Avoid these mistakes:
- Don't tap out then immediately re-tap into the same station — you'll be charged a new fare and lose your transfer window.
- Don't forget to tap out on the subway. Unlike buses (where some routes are flat fare), subway fares are distance-based, and failing to tap out triggers a maximum-distance charge.
- Don't try to share one card between two people — each passenger needs their own card for transfers and discounts to apply correctly.

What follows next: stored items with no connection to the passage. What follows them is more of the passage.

Issue #2356, opened 2022-07-05
OpenAPI is missing "This is a Primary key.<pk/>" description for views


wolfgangwalther:
This is happening on the latest pre-release and was introduced in d2719420f46a537a75d76a4666f8bffec582d4f8 / #2254.

PK columns have a description field in the OpenAPI output like this: `This is a Primary key.<pk/>`. This is still present for tables as tested here:

https://github.com/PostgREST/postgrest/blob/3e83bef9c4b1f105ad0f261d27f8c16eb9377776/test/spec/Feature/OpenApi/OpenApiSpec.hs#L125-L158

However after the above mentioned change this is now missing for views. The test-case demonstrated in ee906da99cd918e4940f9cc3d4570e526f71b851 is now failing but was passing before.

This breaks client libraries, which depend on `<pk/>`. For me that's https://github.com/technowledgy/vue-postgrest - and it blocks me from updating to the latest pre-release.

PR #2357, opened 2022-07-05
test: Add test for openapi output of views

wolfgangwalther:
This demonstrates a breaking change in the latest pre-release by adding a new test for openapi output of views.

Related to #2356.


steve-chavez:
Another alternative that seems simpler. On `accessibleTables/Procs` we don't query all the metadata again but just the list of tables/procs that are accessible by the role, then we filter the tables/procs from the cache with that list in Haskell code.

wolfgangwalther:
> @wolfgangwalther As a workaround, if you use `PGRST_OPENAPI_MODE="ignore-privileges"` then the PK will be detected.

I tried that and it seems like it works... but not quite, yet. It looks like PKs are not detected through multiple views recursively anymore. So one view selects from another view which selects a PK from a table.

Does this make sense? Is this expected, because of changes to embedding? Or should I try to put together a test-case?

wolfgangwalther:
> > @wolfgangwalther As a workaround, if you use `PGRST_OPENAPI_MODE="ignore-privileges"` then the PK will be detected.
> 
> I tried that and it seems like it works... but not quite, yet. It looks like PKs are not detected through multiple views recursively anymore. So one view selects from another view which selects a PK from a table.
> 
> Does this make sense? Is this expected, because of changes to embedding? Or should I try to put together a test-case?

Hm. The few ones I'm still missing might also be related to multi column PKs. Will have to put a test-case together, eventually, I guess.

steve-chavez:
> Does this make sense? Is this expected, because of changes to embedding? Or should I try to put together a test-case?

Hm, no. PK detection on views recursively should work. I didn't expect to break that. A test case would be great, yes.

steve-chavez:
Approach looks good! Could you make the change independent of #2526? I still don't understand that one and it might take me more time but 6b5f916fb145d7be05d8d566ae6a75fccd6a6bf5 can be merged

Getting a refund on leftover balance: At the end of your trip, head to any GS25 or CU and ask for a T-money refund (환불, hwanbul). You'll get back your remaining balance minus a ₩500 handling fee. The card itself (the ₩4,000 fee) is not refunded — keep it as a souvenir or bring it back next time. Alternatively, spend down the balance at a convenience store before you fly home.
Quick Recap: Your T-money Card Checklist
Before you tap through your first Seoul Metro turnstile, run through this:
- Buy your card at Incheon Airport arrivals (7-Eleven or CU inside the terminal) or the first convenience store you pass after landing.
- Load at least ₩20,000 for a week-long trip (more if you plan day trips outside Seoul).
- Understand the 30-minute transfer window — always plan transfers within that time for free connections.
- Check fares on the Seoul Metro English page before your trip since they can change seasonally.
- Top up proactively — never let the balance fall below ₩1,500.
- Tap IN and tap OUT every single time on the subway.
- Refund or spend down the balance before your flight home.
Korea's public transport system is genuinely world-class, and the T-money card is the key that unlocks all of it. Once you've tapped through your first turnstile, you'll wonder how you ever traveled without it.
Note: Fares, policies, and card features change periodically. Always verify current details at VisitKorea or the Seoul Metro official website before your trip.